You look nice * Hello! * Thanks for your help * Way to go! * Nice day, isn’t it? * A-OK * Bravo! * Well done * You are awesome * Keep up the good work * Remarkable * You rock * I know you can do it * How are you? * Super * You’re the best * Cool!

Somewhere along the line I combined that poster with a specific character and a specific event. The character was Trey Cooper, a boy who struggled with social cues. I imagined what he might make of such a poster, how he might interpret it, find it helpful, or possibly confusing.

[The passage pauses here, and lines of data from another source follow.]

PR #1874, opened 2023-12-12
Define builder version in dockerfile

fwilhe:
This change is needed to allow keeping the builder updated via dependabot.

### DIFF
--- a/builder.dockerfile
+++ b/builder.dockerfile
@@ -1,4 +1,3 @@
-# This file intentionally only has the 'FROM' line.
-# Defining the builder version this way allows us to update it via dependabot which was not possible any other way.
+# Dependency management via Dependabot
 
 FROM ghcr.io/gardenlinux/builder:002a2ff4d1dc6a39d04543b6a6e92a1465d9e226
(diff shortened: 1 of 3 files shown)


builder.dockerfile
```diff
@@ -0,0 +1,4 @@
+# This file intentionally only has the 'FROM' line.
+# Defining the builder version this way allows us to update it via dependabot which was not possible any other way.
```
Vincinator, line 2:
```suggestion
# Dependency management via Dependabot
```

Would keep the explanation simple here

Vincinator (commented):
We had a follow up meeting days ago. Not sure if this PR is still relevant? 

I guess yes, and LGTM.

fwilhe:
> We had a follow up meeting days ago. Not sure if this PR is still relevant?
> 
> I guess yes, and LGTM.

yes, still relevant imo. Updated to include it in the dependabot updates. We should then also switch to builder releases, but I'd do this in a separate PR.

Vincinator (approved):

PR #1877, opened 2023-12-18
Add isc dhcp client to kvm and metal

Vincinator:

Fixes build of Garden Linux `kvm` and `metal` based flavours
- only effects flavours using `_boot`, flavours using `_secureboot` were not affected 
- `dracut[I]: Module 'network-legacy' will not be installed, because command 'dhclient' could not be found!`
  
- might be related https://github.com/dracutdevs/dracut/commit/e863807

### DIFF
--- a/features/kvm/pkg.include
+++ b/features/kvm/pkg.include
@@ -1,2 +1,3 @@
 dosfstools
+isc-dhcp-client
 qemu-guest-agent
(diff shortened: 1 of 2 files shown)


Vincinator:
network-legacy is just a fallback option. We want to use systemd-networkd instead. See #1879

Then I remembered a moment in Chris Porter’s classroom, something I had scribbled about in my notebook weeks previously. This is exactly what I wrote on 2/2/07 while in that classroom, here in it’s crude form, lifted from a spiral notebook:

Here’s Ms. Porter getting the class’s attention for a social studies lesson. She’s explaining something when — whirrrrr — you can see the eyes spin in her head like the wheels of a slot machine. She stops and looks, there’s Lee , sharpening a pencil. Ms. Porter had a rule about that, and it made her crazy when it was broken. She gave her students a lot of freedom — they were fifth-graders after all, the crowned kings and queens of Erstwhile Elementary, and, in turn, Ms. Porter expected her students to behave maturely, to act further along the evolutionary spectrum than the chimpanzees they sometimes resembled.

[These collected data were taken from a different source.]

PR #1879, opened 2023-12-18
Dracutnetworkfix

gehoern:
there was a build error that url-lib could not be installed in dracut because of missing dhcpsupport.

Preferring systemd-networkd fixed the problem.


5kt:
IMHO this should be fixed a bit differently, please look at #1880

PR #1911, opened 2024-01-12
update sap machine in bare flavour + checksum updates

Vincinator:
updates sap machine to LTS 🆙 
fixes nightly 🌙 
motivated by 🐰


fwilhe (approved):
looks good. I've built it locally for aarch64, but not for x64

Of course, none of that survived even the first draft of the book — except for the basic dynamic of the scene. Here’s how that scene actually concludes in the final version, Chapter Two, pp. 14-15. Note that I moved the point-of-view closer to the character (now named Trey, not Lee), and away from the adult teacher’s perspective:

Mrs. Wine was looking intently at him, hands on her hips, lips tight, like she was sucking on a Sour Patch Kid. The tips of her ears had gone bright red. Three rhyming words — hips, lips, and tips — all signaled Mrs. Wine’s unhappiness. Trey was getting better at figuring these things out. Hips, lips, tips. Hips, lips, tips.

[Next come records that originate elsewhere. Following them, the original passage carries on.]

PR #1922, opened 2024-01-17
Fix build after breaking it in #1874

fwilhe:
The change in #1874 had unintended side-effects. This PR attempts to mitigate those issues, but might not be the most elegant solution for that.

### DIFF
--- a/.github/workflows/build.yml
+++ b/.github/workflows/build.yml
@@ -115,7 +115,9 @@ jobs:
       - name: build test container
         run: |
           OCI_IMAGE_TAG="$(./build --print-container-image)"
-          podman build -t "$OCI_IMAGE_TAG" -f builder.dockerfile .
+          if [[ -f builder.dockerfile ]]; then
+            podman build -t "$OCI_IMAGE_TAG" -f builder.dockerfile .
+          fi
           podman build --squash --tag test --build-arg base="$OCI_IMAGE_TAG" tests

“Are you finished?” she asked.

Trey thought for a moment, considering Mrs. Wine’s question. He decided that it was a trick question, one that he had better not answer (since, of course — obviously! — he was not finished, nowhere close, for he still had seven pencils to go). At the same time, she expected a response of some kind. Mrs. Wine stood looking at him, that sour expression still on her face, waiting for something.

Thinking of the poster, Trey blurted, “A-OK!”

“Excuse me?”

“Super!” Trey exclaimed, beaming.

“Please take your seat, Trey. We’ll discuss this later.”

“Mrs. Wine,” Trey answered, “you are awesome . . . and you rock!”

Strange, Trey thought as he made his way back to his seat. Mrs. Wine didn’t smile back.

Something must be wrong with that poster.